# Problem details:
Your response should contain every record below, copied exactly.

# Provided data:
PR #87, opened 2017-09-18
upgrade-2.x: changes in preparation to self-service hup

imrehg:
The set of changes in this PR:

* The logging function in this file was already able to handle logging to a file (eg. for when the script is invoked through the proxy). Add the relevant setup section and command line flags to actually make use of it.
* being able to use staging resinOS docker hub
* switching order of supervisor update with rootfs switch for bringing upgrade changes closer to each other (and be reversible if the supervisor update fails)
* adding logic to handle the root of Beaglebone and NUC devices properly
* add better logging that saves all logs into the file (including standard output and errors)
* checking if image:tag exists in registry (docker hub) and bail out if not
* remove vulnerable `resin-sample` from the device if present on update #93 
* fix logic of getting APIKEY for some versions where both apikey and deviceapikey is present (probably >=2.0.0 || <2.0.3)
* sanity check for device types

### DIFF
--- a/upgrade-2.x.sh
+++ b/upgrade-2.x.sh
@@ -224,7 +224,7 @@ function remove_sample_wifi {
     # connection settings, as they are well known and thus insecure
     local filename=$1
     if [ -f "${filename}" ] && grep -Fxq "ssid=My_Wifi_Ssid" "${filename}" && grep -Fxq "psk=super_secret_wifi_password" "${filename}" ; then
-        if nmcli | grep "resin-sample"; then
+        if nmcli c  show --active | grep "resin-sample" ; then
             # If a connection with that name is in use, do not actually remove the settings
             log WARN "resin-sample configuration found at ${filename} but it might be connected, not removing..."
         else
--- a/upgrade-2.x.sh
+++ b/upgrade-2.x.sh
@@ -420,13 +420,9 @@ if [ -f /mnt/boot/config.json ]; then
 else
     log ERROR "Don't know where config.json is."
 fi
-APIKEY=$(jq -r '.deviceApiKey' $CONFIGJSON)
-if [ "$APIKEY" == 'null' ]; then
-    log WARN "Using apiKey as device does not have deviceApiKey yet..."
-    APIKEY=$(jq -r '.apiKey' $CONFIGJSON)
-fi
-DEVICEID=$(jq -r '.deviceId' $CONFIGJSON)
-API_ENDPOINT=$(jq -r '.apiEndpoint' $CONFIGJSON)
+# If the user api key exists we use it instead of the deviceApiKey as it means we haven't done the key exchange yet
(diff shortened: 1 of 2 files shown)


upgrade-2.x.sh
```diff
@@ -45,6 +47,9 @@ Options:
         If not defined, then the update will try to run for the HOSTOS_VERSION's
         original supervisor release.
 
+    -n, --nolog
```
agherzan: I would rename the flag to be clear that it only deactivates log to file.

imrehg: @agherzan very much agree, this form is to keep it the same as the 1.x->1.x flags, which surprised me with this slightly off meaning (see https://github.com/resin-os/meta-resin/blob/1.X/meta-resin-common/recipes-support/resinhup/resinhup/run-resinhup.sh#L68-L69 )

So I wonder, is it better to take this chance to break uniformity between scripts, or not?

agherzan: Uh I see. OK. Let's leave it as it is for now.

imrehg:
@agherzan can you plz merge?

imrehg:
@agherzan plz merge, if you have a chance?

imrehg:
ping @agherzan can you please merge this (so I can PR other changes that build on top of these changes?) Thanks!

imrehg:
Dismissing reviews, and just going to add my changes on top of this, so only one review/merge will be needed.

imrehg:
Ready for review / approval / merge.

imrehg:
@CameronDiver when running `nmcli` without arguments, only the connected profiles are listed, e.g. `wlan0: connected to resin-sample`, and no other states show up. Thus I don't think we can catch any other states. That line is trying to catch when that profile is in use, for better or worse, because we shouldn't remove a profile that might leave the device bricked/unable to connect.

Having said that, a more explicit way of doing this would be `nmcli c show --active | grep resin-sample`, which definitely just lists the active connection. Will try it out, and should probably switch over to that.

upgrade-2.x.sh
```diff
@@ -224,7 +224,7 @@ function remove_sample_wifi {
     # connection settings, as they are well known and thus insecure
     local filename=$1
     if [ -f "${filename}" ] && grep -Fxq "ssid=My_Wifi_Ssid" "${filename}" && grep -Fxq "psk=super_secret_wifi_password" "${filename}" ; then
-        if nmcli | grep "resin-sample"; then
+        if nmcli c  show --active | grep "resin-sample" ; then
```
imrehg: @CameronDiver revision done ^^

imrehg:
@agherzan can this be reviewed and merged? this is the form that got into self-service v2, and have further improvements that I'd like to add, but the PR is getting waaaay too big I had to pile on it due to not having recent merges.

agherzan:
@imreh done.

# Response:
PR #87, opened 2017-09-18
upgrade-2.x: changes in preparation to self-service hup

imrehg:
The set of changes in this PR:

* The logging function in this file was already able to handle logging to a file (eg. for when the script is invoked through the proxy). Add the relevant setup section and command line flags to actually make use of it.
* being able to use staging resinOS docker hub
* switching order of supervisor update with rootfs switch for bringing upgrade changes closer to each other (and be reversible if the supervisor update fails)
* adding logic to handle the root of Beaglebone and NUC devices properly
* add better logging that saves all logs into the file (including standard output and errors)
* checking if image:tag exists in registry (docker hub) and bail out if not
* remove vulnerable `resin-sample` from the device if present on update #93 
* fix logic of getting APIKEY for some versions where both apikey and deviceapikey is present (probably >=2.0.0 || <2.0.3)
* sanity check for device types

### DIFF
--- a/upgrade-2.x.sh
+++ b/upgrade-2.x.sh
@@ -224,7 +224,7 @@ function remove_sample_wifi {
     # connection settings, as they are well known and thus insecure
     local filename=$1
     if [ -f "${filename}" ] && grep -Fxq "ssid=My_Wifi_Ssid" "${filename}" && grep -Fxq "psk=super_secret_wifi_password" "${filename}" ; then
-        if nmcli | grep "resin-sample"; then
+        if nmcli c  show --active | grep "resin-sample" ; then
             # If a connection with that name is in use, do not actually remove the settings
             log WARN "resin-sample configuration found at ${filename} but it might be connected, not removing..."
         else
--- a/upgrade-2.x.sh
+++ b/upgrade-2.x.sh
@@ -420,13 +420,9 @@ if [ -f /mnt/boot/config.json ]; then
 else
     log ERROR "Don't know where config.json is."
 fi
-APIKEY=$(jq -r '.deviceApiKey' $CONFIGJSON)
-if [ "$APIKEY" == 'null' ]; then
-    log WARN "Using apiKey as device does not have deviceApiKey yet..."
-    APIKEY=$(jq -r '.apiKey' $CONFIGJSON)
-fi
-DEVICEID=$(jq -r '.deviceId' $CONFIGJSON)
-API_ENDPOINT=$(jq -r '.apiEndpoint' $CONFIGJSON)
+# If the user api key exists we use it instead of the deviceApiKey as it means we haven't done the key exchange yet
(diff shortened: 1 of 2 files shown)


upgrade-2.x.sh
```diff
@@ -45,6 +47,9 @@ Options:
         If not defined, then the update will try to run for the HOSTOS_VERSION's
         original supervisor release.
 
+    -n, --nolog
```
agherzan: I would rename the flag to be clear that it only deactivates log to file.

imrehg: @agherzan very much agree, this form is to keep it the same as the 1.x->1.x flags, which surprised me with this slightly off meaning (see https://github.com/resin-os/meta-resin/blob/1.X/meta-resin-common/recipes-support/resinhup/resinhup/run-resinhup.sh#L68-L69 )

So I wonder, is it better to take this chance to break uniformity between scripts, or not?

agherzan: Uh I see. OK. Let's leave it as it is for now.

imrehg:
@agherzan can you plz merge?

imrehg:
@agherzan plz merge, if you have a chance?

imrehg:
ping @agherzan can you please merge this (so I can PR other changes that build on top of these changes?) Thanks!

imrehg:
Dismissing reviews, and just going to add my changes on top of this, so only one review/merge will be needed.

imrehg:
Ready for review / approval / merge.

imrehg:
@CameronDiver when running `nmcli` without arguments, only the connected profiles are listed, e.g. `wlan0: connected to resin-sample`, and no other states show up. Thus I don't think we can catch any other states. That line is trying to catch when that profile is in use, for better or worse, because we shouldn't remove a profile that might leave the device bricked/unable to connect.

Having said that, a more explicit way of doing this would be `nmcli c show --active | grep resin-sample`, which definitely just lists the active connection. Will try it out, and should probably switch over to that.

upgrade-2.x.sh
```diff
@@ -224,7 +224,7 @@ function remove_sample_wifi {
     # connection settings, as they are well known and thus insecure
     local filename=$1
     if [ -f "${filename}" ] && grep -Fxq "ssid=My_Wifi_Ssid" "${filename}" && grep -Fxq "psk=super_secret_wifi_password" "${filename}" ; then
-        if nmcli | grep "resin-sample"; then
+        if nmcli c  show --active | grep "resin-sample" ; then
```
imrehg: @CameronDiver revision done ^^

imrehg:
@agherzan can this be reviewed and merged? this is the form that got into self-service v2, and have further improvements that I'd like to add, but the PR is getting waaaay too big I had to pile on it due to not having recent merges.

agherzan:
@imreh done.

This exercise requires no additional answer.